Million+, working with economics consultancy London Economics, has calculated the funding required to support 5,000 extra students in 2009. After factoring in variables for teaching costs, completion rates, maintenance grants, maintenance and fee loans plus their repayment, we estimate that the total cost to Government of every 5,000 additional full-time students entering a standard three-year programme is £90.06 million. This figure takes into account three years of study and the loan-repayment period post-graduation, but ignores savings in unemployment benefit, the lifetime premium gained from the higher taxes paid by graduates, and the well-evidenced, but intangible, familial and societal benefits associated with graduate qualifications.

Ed Balls, the Schools Secretary, has allocated £655 million to keep 54,000 16-19-year-olds in education or training in 2009. If the same sum were applied to university places, more than 30,000 additional full-time students could be funded.
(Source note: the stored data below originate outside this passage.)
Issue #516, opened 2022-02-04
Test for readiness of workload objects


Starkteetje:
**Describe the feature**
https://github.com/sse-secure-systems/connaisseur/pull/514 fixes a bug we had with parent objects not being accessible due to wrong API call. The integration test worked though, since it allowed the parent object when children were signed, though the children didn't work and rejected missing/invalid signatures. Hence, we didn't have a security problem, but we prevented valid deployments from working. The workload tests should cover this case and fail in case we prevent a WO from becoming ready.

**Optional: Implementation ideas**
Since it's probably ugly to check for in the integration tests, implementing it in only the WO test should suffice

PR #868, opened 2023-01-23
test: Test workload readiness

Starkteetje:
This MR introduces checks that not only are workloads in our workload tests deployed, but that they actually become ready at some point. This is related to https://github.com/sse-secure-systems/connaisseur/pull/514, which reports that we successfully deployed a parent resource, which never became ready as its child resources were invalid. Introducing a readiness check ensures that any resources we check are actually functional, in turn preventing regression alike to https://github.com/sse-secure-systems/connaisseur/pull/514.

Fix https://github.com/sse-secure-systems/connaisseur/issues/516

See https://github.com/sse-secure-systems/connaisseur/actions/runs/3988111613 for a run of the pipeline, afterwards only  removed the commit that enabled these checks on dev so that our default testing time isn't blown out of proportion.

## Checklist


xopham (commented):
one minor issue

xopham (approved):
lgtm

PR #869, opened 2023-01-26
feat: auto update approval

### LINKED ISSUE #820: Connaisseur prevents downscaling of a previous replicaset during an update of a deployment.
**Describe the bug**
Connaisseur prevents downscaling of a previous replicaset during an update of a deployment.

We run into a scenario, where after a deployment update, we have two active replicasets running at the same time.

**Expected behavior**
It is expected that older replicaset is downscaled when the new replicaset is ready.

Log message 
ERROR: {'message': 'Static deny.', 'context': {'detection_mode': False, 'user': 'system:serviceaccount:kube-system:deployment-controller', 'operation': 'UPDATE', 'kind': 'ReplicaSet', 'name': 'p1o-fe-cms-55957f46d4', 'namespace': 'o5'}}

Configuration 
  validators:
    # static validator that allows each image
    - name: allow
      type: static
      approve: true
    - name: deny
      type: static
      approve: false
    - name: p1o
      type: cosign
      trust_roots:
        - name: p1o-pipeline
          key: |
            -----BEGIN PUBLIC KEY-----
            -----END PUBLIC KEY-----
      auth:
        secret_name: harbor-registry-secret
  policy:
    - pattern: "*:*"
      validator: deny
    - pattern: "docker.xxx.xx/p1o/p1o-fe:*"
      validator: p1o
      with:
        trust_root: p1o-pipeline

phbelitz:
Added a feature flag that enables auto update approval. When active, Connaisseur automatically allows updates to resources in which no changes to image references were made.

fixes  #820

## Checklist

### DIFF
--- a/connaisseur/flask_application.py
+++ b/connaisseur/flask_application.py
@@ -153,6 +153,17 @@ async def __validate_image(type_index, image, admission_request):
     type_, index = type_index
     logging_context.update(image=original_image)
 
+    # if automatic_unchanged_approval is enabled, admit resource updates
+    # if they do not alter the resource's image reference(s)
+    # https://github.com/sse-secure-systems/connaisseur/issues/820
+    unchanged_approval_on = os.environ.get("AUTOMATIC_UNCHANGED_APPROVAL", "0") == "1"
+    if unchanged_approval_on and admission_request.operation.upper() == "UPDATE":
+        old_images = admission_request.old_wl_object.containers.values()
+        if image in old_images:
+            msg = f'automatic approval for unchanged image "{original_image}".'
+            logging.info(__create_logging_msg(msg, **logging_context))
+            return
+
     # child resources have mutated image names, as their parents got mutated
     # before their creation. this may result in mismatch of rules or duplicate
     # lookups for already approved images. so child resources are automatically
--- a/connaisseur/workload_object.py
+++ b/connaisseur/workload_object.py
@@ -1,3 +1,5 @@
+from functools import cached_property
+
 import connaisseur.kube_api as k_api
 from connaisseur.exceptions import ParentNotFoundError, UnknownAPIVersionError
 from connaisseur.image import Image
@@ -48,7 +50,7 @@ class WorkloadObject:
                 wl_obj_name=self.name,
             )
 
-    @property
+    @cached_property
     def parent_containers(self):
         parent_containers = {}
         for owner in self._owner:
@@ -91,7 +93,7 @@ class WorkloadObject:
     def spec(self):
         return self._spec["template"]["spec"]
 
-    @property
+    @cached_property
     def containers(self):
         return {
             (container_type, index): Image(container["image"])
--- a/docs/features/automatic_update_approval.md
+++ b/docs/features/automatic_update_approval.md
@@ -1,0 +1,34 @@
+# Automatic Unchanged Approval
+
+With the feature *automatic unchanged approval* enabled, Connaisseur automatically approves any resource that is updated and doesn't change its image references.
+This is especially useful when handling long living resources, with potentially out-of-sync signature data, that still need to be scaled up and down.
+
+An example: When dealing with a deployment that has an image reference `image:tag`, this reference is updated by Connaisseur during signature validation to `image@sha256:123...`, to ensure the correct image is used by the deployment.
+When scaling up or down the deployment, the image reference `image@sha256:123...` is presented to Connaisseur, due to the updated definition.
+Over time the signature of the original `image:tag` may change and a new "correct" image is available at `image@sha256:456...`.
+If afterwards the deployment in scaled up or down, Connaisseur will try to validate the image reference `image@sha256:123...`, by looking for it inside the signature data it receives.
+Unfortunately this reference may no longer be present, due to signature updates and thus the whole scaling will be denied.
+
+With automatic unchanged approval enabled, this is no longer the case.
+The validation of `image@sha256:123...` will be skipped, as no different image is used.
+
+This obviously has security implications, since it's no longer guaranteed that resources that are updated, have fresh and up-to-date signatures.
+So use it with caution.
+For that reason the feature is also disabled by default.
+The creation of resources on the other hand remains unchanged and will enforce validation.
+
+## Configuration options
+
+`automaticUnchangedApproval` in `helm/value.yaml` supports the following keys:
+
+| Key | Default | Required | Description |
+| - | - | - | - |
+| `automaticUnchangedApproval` | false |  | `true` or `false` ; when `true`, Connaisseur will enable automatic unchanged approval |
+
+## Example
+
+In `helm/values.yaml`:
+
+```yaml
+automaticUnchangedApproval: true
+```
--- a/helm/templates/env.yaml
+++ b/helm/templates/env.yaml
@@ -27,6 +27,9 @@ data:
   {{- if .Values.alerting }}
   CLUSTER_NAME: {{ default "not specified" .Values.alerting.cluster_identifier }}
   {{- end }}
+  {{- if .Values.automaticUnchangedApproval  }}
+  AUTOMATIC_UNCHANGED_APPROVAL: "1"
+  {{- end }}
   KUBE_VERSION: {{ .Capabilities.KubeVersion }}
 ---
 apiVersion: v1
--- a/helm/values.yaml
+++ b/helm/values.yaml
@@ -1,7 +1,7 @@
 # configure Connaisseur deployment
 deployment:
   replicasCount: 3
-  image: securesystemsengineering/connaisseur:v2.7.0
+  image: securesystemsengineering/connaisseur:v2.8.0
   imagePullPolicy: IfNotPresent
   # imagePullSecrets contains an optional list of Kubernetes Secrets, in Connaisseur namespace,
   # that are needed to access the registry containing Connaisseur image.
@@ -175,6 +175,13 @@ namespacedValidation:
 # NOTE: configuration of automatic child approval is in EXPERIMENTAL state.
 automaticChildApproval:
   enabled: true
+
+# automatic unchanged approval determines how certain updates of Kubernetes resources are handled
+# by Connaisseur. when disabled (default), Connaisseur validates and mutates resources whenever they 
+# are created or updated. when enabled, Connaisseur will skip validation on any update request that
+# does not change the image references used by the resource. check the docs for more
+# information.
+automaticUnchangedApproval: false
 
 # debug: true
 
--- a/tests/data/sample_admission_requests/ad_request_auto_update_approval.json
+++ b/tests/data/sample_admission_requests/ad_request_auto_update_approval.json
@@ -1,0 +1,220 @@
+{
+    "kind": "AdmissionReview",
+    "apiVersion": "admission.k8s.io/v1",
+    "request": {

If additional funds were used to support a mix of full-, part-time and foundation-degree students – a mix of provision we need – numbers could be increased further.

Ministers suggest that the real problem is the cost of student support. They need look no further than the European Investment Bank (EIB), already used by Lord Mandelson to provide loans to the UK’s car industry. The EIB’s remit includes the promotion of the knowledge economy and social inclusion. It is already providing loans to one of the German Lander and to Hungary’s Government to introduce a partial fee-loan system for university funding.

If the UK Government is unable to find the investment required to fund the student-support system and meet the aspirations of people who want to study at university in the middle of a global recession, it should leave no stone unturned. If the EIB can provide the means, BIS should take it.